- _Information supplied_
════════
PR #887, opened 2022-02-08
fix: copying text on the About screen

Syn-McJ:
There is a small bug that prevents text on the About screen from being copied. `ClipboardManager` gets text from itself instead of a TextView.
════════
- _Assignment_
Go through the listing above and pull out each line containing the word "screen".

- _Exercise answer_
fix: copying text on the About screen
There is a small bug that prevents text on the About screen from being copied. `ClipboardManager` gets text from itself instead of a TextView.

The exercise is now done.